▶ [Collected data]:
○ ○ ○ ○ ○ ○ ○

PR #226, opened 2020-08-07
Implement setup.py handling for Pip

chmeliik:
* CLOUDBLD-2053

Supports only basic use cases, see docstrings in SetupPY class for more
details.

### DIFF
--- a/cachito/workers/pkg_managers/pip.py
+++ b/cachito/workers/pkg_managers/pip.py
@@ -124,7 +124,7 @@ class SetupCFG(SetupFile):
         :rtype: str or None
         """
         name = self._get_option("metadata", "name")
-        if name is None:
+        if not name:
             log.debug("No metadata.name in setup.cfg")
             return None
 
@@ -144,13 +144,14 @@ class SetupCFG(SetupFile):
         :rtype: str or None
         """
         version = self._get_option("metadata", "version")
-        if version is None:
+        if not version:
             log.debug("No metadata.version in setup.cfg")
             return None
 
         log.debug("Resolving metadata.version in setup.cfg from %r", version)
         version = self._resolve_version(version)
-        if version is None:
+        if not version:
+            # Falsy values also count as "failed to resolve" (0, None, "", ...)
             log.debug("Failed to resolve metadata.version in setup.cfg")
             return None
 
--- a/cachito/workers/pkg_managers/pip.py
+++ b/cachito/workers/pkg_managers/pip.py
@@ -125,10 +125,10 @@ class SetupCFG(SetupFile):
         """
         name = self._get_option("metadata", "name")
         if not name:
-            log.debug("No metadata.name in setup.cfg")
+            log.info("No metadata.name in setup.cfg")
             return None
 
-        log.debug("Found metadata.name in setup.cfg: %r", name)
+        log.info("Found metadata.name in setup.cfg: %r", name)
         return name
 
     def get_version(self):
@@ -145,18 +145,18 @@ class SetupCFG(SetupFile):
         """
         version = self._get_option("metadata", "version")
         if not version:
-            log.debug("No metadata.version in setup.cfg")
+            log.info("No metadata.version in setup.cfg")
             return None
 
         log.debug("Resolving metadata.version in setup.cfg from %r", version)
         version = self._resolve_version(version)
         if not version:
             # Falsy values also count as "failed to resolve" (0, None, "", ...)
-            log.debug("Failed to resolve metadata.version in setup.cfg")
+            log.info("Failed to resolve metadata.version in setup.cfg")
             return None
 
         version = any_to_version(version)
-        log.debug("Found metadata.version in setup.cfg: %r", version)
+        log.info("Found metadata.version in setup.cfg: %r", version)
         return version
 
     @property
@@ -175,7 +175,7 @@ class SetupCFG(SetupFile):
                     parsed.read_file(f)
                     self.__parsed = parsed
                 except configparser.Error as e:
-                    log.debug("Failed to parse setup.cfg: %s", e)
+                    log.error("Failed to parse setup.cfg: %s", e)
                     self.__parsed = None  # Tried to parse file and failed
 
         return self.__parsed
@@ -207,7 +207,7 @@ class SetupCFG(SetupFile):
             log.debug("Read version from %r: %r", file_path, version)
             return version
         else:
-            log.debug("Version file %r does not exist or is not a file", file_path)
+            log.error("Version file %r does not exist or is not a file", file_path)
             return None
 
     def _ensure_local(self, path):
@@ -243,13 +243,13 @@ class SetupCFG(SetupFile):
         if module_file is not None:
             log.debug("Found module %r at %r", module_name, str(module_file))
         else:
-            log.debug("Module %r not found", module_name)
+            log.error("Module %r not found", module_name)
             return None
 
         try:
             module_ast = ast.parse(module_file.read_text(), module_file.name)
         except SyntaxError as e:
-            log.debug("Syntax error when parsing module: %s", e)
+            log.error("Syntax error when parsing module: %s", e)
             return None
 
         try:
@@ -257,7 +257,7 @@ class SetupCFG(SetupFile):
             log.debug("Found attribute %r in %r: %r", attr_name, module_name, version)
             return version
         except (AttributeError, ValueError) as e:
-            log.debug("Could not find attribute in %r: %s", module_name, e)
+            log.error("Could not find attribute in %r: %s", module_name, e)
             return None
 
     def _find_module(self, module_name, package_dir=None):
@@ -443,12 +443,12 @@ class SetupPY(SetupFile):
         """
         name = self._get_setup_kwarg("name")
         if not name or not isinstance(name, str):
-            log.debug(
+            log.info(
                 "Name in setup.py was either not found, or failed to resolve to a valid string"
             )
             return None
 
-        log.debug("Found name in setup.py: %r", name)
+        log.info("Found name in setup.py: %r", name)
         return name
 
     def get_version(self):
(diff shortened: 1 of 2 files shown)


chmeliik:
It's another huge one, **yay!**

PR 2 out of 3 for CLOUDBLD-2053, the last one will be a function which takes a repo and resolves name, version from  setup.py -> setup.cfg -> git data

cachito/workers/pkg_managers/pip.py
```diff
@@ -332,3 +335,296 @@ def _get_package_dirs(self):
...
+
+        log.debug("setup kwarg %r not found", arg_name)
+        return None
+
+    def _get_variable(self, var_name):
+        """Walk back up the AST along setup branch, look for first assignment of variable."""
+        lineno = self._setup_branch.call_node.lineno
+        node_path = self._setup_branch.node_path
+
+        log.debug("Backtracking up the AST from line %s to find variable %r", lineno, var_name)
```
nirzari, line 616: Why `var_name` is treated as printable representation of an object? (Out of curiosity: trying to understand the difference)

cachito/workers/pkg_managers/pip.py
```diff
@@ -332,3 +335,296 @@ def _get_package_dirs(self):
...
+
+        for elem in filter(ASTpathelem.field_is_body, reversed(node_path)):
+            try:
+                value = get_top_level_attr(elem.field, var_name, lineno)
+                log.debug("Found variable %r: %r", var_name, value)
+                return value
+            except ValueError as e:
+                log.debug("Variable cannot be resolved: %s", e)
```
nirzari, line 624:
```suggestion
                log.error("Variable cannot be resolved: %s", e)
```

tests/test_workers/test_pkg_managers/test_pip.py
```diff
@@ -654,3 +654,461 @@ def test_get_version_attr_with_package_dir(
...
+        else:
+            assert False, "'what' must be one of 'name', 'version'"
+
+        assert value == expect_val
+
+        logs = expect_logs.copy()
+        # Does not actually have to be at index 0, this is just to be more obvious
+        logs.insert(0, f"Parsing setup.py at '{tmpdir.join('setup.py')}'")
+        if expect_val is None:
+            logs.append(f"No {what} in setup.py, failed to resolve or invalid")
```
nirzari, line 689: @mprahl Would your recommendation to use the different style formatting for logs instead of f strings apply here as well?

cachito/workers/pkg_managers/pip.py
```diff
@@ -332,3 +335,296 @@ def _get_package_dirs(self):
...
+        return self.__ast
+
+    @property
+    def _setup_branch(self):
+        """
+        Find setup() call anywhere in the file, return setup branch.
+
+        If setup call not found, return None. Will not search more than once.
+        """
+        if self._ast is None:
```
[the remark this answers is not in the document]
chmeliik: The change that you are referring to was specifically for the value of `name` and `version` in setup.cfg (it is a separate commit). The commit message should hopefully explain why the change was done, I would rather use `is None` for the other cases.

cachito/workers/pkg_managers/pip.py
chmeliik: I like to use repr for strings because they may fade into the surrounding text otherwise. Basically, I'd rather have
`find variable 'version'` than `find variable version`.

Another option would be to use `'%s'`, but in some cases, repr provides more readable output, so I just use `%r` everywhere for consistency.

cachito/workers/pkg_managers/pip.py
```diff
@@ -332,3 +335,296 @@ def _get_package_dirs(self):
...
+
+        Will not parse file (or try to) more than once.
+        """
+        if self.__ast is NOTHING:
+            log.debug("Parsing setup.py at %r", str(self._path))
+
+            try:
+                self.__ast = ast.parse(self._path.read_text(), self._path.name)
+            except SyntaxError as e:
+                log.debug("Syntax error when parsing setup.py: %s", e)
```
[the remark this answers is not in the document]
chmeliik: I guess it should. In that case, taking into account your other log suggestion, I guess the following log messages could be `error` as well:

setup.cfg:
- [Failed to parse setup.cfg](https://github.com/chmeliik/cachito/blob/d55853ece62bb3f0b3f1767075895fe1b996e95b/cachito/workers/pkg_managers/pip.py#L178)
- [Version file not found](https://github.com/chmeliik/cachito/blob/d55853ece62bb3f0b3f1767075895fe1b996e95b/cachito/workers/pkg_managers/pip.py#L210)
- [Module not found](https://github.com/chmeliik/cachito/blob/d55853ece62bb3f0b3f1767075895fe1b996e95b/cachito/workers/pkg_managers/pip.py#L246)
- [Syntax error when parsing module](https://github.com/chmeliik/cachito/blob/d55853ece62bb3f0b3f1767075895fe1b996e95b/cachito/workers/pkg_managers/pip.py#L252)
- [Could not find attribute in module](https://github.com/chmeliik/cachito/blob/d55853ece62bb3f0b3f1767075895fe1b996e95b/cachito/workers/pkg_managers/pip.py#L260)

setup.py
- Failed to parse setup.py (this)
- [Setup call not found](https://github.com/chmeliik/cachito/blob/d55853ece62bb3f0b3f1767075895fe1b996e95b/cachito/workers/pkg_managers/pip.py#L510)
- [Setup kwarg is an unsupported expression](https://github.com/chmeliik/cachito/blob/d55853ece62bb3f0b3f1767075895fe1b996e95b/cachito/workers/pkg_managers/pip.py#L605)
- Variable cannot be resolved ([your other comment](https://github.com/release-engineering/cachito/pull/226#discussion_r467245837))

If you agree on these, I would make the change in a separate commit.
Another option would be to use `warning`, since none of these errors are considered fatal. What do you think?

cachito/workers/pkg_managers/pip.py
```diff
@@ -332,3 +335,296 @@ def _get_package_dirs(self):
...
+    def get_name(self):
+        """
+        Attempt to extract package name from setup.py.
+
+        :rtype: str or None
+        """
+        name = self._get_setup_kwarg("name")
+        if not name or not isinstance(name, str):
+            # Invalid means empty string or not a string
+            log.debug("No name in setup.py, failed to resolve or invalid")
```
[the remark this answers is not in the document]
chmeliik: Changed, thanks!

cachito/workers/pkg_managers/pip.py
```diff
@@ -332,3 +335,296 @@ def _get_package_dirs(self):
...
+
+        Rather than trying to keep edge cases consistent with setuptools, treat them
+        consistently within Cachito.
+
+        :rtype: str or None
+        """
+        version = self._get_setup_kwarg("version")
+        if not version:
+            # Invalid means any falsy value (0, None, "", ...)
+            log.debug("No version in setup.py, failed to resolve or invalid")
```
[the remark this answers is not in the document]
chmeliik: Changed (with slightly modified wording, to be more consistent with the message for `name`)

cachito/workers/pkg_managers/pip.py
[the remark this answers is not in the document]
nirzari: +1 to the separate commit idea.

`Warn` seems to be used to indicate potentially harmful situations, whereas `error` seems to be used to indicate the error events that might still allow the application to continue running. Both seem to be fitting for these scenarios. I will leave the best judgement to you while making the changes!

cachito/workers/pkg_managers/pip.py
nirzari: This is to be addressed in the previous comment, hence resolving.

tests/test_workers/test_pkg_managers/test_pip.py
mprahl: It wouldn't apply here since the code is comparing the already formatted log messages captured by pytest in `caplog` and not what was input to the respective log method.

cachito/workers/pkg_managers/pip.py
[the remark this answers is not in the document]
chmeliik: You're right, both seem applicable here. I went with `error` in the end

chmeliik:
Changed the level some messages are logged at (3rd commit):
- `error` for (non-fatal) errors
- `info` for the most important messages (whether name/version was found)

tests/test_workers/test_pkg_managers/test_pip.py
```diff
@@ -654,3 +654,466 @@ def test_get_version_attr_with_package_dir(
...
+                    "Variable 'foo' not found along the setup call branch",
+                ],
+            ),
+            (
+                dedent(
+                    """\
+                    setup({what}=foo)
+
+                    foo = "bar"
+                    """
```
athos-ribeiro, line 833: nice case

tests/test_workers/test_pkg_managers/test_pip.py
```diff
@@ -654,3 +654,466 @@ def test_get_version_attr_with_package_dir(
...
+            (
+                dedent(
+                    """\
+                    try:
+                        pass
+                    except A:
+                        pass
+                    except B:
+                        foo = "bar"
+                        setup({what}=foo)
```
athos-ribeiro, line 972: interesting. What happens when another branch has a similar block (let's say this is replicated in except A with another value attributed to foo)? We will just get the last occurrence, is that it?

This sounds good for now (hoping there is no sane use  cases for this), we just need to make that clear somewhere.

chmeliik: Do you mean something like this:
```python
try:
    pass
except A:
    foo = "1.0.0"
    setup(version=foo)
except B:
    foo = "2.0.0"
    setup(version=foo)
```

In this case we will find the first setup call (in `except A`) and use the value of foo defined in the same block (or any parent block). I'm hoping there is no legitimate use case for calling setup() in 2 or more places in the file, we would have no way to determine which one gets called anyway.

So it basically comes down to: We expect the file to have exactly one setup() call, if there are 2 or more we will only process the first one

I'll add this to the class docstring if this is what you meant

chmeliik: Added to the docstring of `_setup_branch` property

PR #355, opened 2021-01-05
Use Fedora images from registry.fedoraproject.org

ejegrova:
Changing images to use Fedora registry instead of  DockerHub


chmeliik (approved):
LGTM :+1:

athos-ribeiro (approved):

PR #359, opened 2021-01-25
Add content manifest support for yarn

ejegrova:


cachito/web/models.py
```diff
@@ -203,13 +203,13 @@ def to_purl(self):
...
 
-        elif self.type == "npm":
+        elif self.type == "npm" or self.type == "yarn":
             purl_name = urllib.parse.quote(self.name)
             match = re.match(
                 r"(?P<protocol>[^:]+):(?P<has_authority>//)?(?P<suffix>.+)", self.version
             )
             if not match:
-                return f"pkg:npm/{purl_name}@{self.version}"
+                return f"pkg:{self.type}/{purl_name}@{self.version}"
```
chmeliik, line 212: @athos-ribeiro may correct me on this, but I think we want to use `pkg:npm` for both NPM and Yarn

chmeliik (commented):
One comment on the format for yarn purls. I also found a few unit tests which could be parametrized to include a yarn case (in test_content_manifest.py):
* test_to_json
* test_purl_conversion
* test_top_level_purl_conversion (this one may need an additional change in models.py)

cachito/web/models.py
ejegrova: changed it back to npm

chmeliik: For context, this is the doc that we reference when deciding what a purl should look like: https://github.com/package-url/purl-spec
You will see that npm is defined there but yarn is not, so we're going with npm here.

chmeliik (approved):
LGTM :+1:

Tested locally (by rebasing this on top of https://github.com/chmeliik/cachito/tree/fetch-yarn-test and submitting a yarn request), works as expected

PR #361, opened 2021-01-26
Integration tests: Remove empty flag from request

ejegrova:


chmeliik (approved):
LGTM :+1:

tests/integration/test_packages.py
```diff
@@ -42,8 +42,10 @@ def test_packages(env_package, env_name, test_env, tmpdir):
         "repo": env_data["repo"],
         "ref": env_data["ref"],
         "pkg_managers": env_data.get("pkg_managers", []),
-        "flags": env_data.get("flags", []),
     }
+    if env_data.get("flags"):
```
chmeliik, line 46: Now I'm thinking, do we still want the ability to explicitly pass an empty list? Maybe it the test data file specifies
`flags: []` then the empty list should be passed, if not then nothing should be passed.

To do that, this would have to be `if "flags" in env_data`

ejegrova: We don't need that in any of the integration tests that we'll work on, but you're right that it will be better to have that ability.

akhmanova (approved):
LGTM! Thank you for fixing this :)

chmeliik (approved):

○ ○ ○ ○ ○ ○ ○

▶ [Your instructions]: Only a number should be given in reply: how many lines in the entries above hold "flags".

▶ [Result for this task]: 4